Batch operations - required by BaseStore.

Source code in src/memoir/store/prolly_adapter.py

def batch(self, ops: list[tuple]) -> list[Any]:
    """Batch operations - required by BaseStore."""
    results = []
    for op in ops:
        if len(op) == 2:
            method, args = op
            result = getattr(self, method)(*args)
            results.append(result)
    return results

abatch ¶

abatch(ops: list[tuple]) -> list[Any]

Async batch operations - synchronous implementation.

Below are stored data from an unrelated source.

PR #1681, opened 2023-06-27
Fix failing integration test for WordPress 6.3 versions and newer

acicovic:
## Description
Upon the launch of WordPress 6.3 Alpha versions, one of our integration tests started failing:

```
Content Helper Post List Stats (Parsely\Tests\ContentHelper\ContentHelperPostListStats)
 ✘ Script of parsely stats admin column on valid posts and valid response
   │
   │ Unexpected deprecation notice for WP_Scripts::print_inline_script.
   │ Function WP_Scripts::print_inline_script is deprecated since version 6.3.0! Use WP_Scripts::get_inline_script_data() or WP_Scripts::get_inline_script_tag() instead.
   │ Failed asserting that an array is empty.
```

This PR fixes the failure by calling the correct function when the test is running on WordPress 6.3 Alpha or newer.

## Motivation and context
No more red warnings everywhere in our PRs.

## How has this been tested?
The test that was failing now passes when tested with the latest WordPress 6.3 Alpha.

### DIFF
--- a/tests/Integration/content-helper/ContentHelperPostListStatsTest.php
+++ b/tests/Integration/content-helper/ContentHelperPostListStatsTest.php
@@ -719,7 +719,15 @@ final class ContentHelperPostListStatsTest extends ContentHelperFeatureTest {
 		global $wp_scripts;
 
 		ob_start();
-		var_dump( $wp_scripts->print_inline_script ( 'post-list-stats-script', 'before' ) ); // phpcs:ignore
+
+		global $wp_version;
+		if ( true === version_compare( substr( $wp_version, 0, 3 ), '6.3', '>=' ) ) {
+			// @phpstan-ignore-next-line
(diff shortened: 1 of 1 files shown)


tests/Integration/content-helper/ContentHelperPostListStatsTest.php
```diff
@@ -719,7 +719,15 @@ public function test_script_of_parsely_stats_admin_column_on_valid_posts_and_val
 		global $wp_scripts;
 
 		ob_start();
-		var_dump( $wp_scripts->print_inline_script ( 'post-list-stats-script', 'before' ) ); // phpcs:ignore
+
+		global $wp_version;
+		if ( true === version_compare( substr( $wp_version, 0, 3 ), '6.3', '>=' ) ) {
+			// @phpstan-ignore-next-line
```
acicovic, line 725: The PHPStan comment is because PHPStan complains that we're calling an undefined function. We will probably be able to remove it in the future.

mehmoodak (approved):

Source code in src/memoir/store/prolly_adapter.py

def abatch(self, ops: list[tuple]) -> list[Any]:
    """Async batch operations - synchronous implementation."""
    return self.batch(ops)

search ¶

search(namespace: tuple, *, filter: dict | None = None, limit: int = 10) -> list[tuple]

Search for items in a namespace.

Source code in src/memoir/store/prolly_adapter.py

def search(
    self, namespace: tuple, *, filter: dict | None = None, limit: int = 10
) -> list[tuple]:
    """Search for items in a namespace."""
    self._stats["searches"] += 1
    prefix = ":".join(namespace) + ":"
    results = []

    try:
        # Use our key registry to find matching keys
        count = 0
        for full_key in self._keys:
            if count >= limit:
                break

            if full_key.startswith(prefix):
                key_bytes = full_key.encode("utf-8")
                if self.enable_versioning:
                    value = self.tree.get(key_bytes)
                else:
                    value = self.tree.find(key_bytes)
                decoded_value = self._decode_value(value)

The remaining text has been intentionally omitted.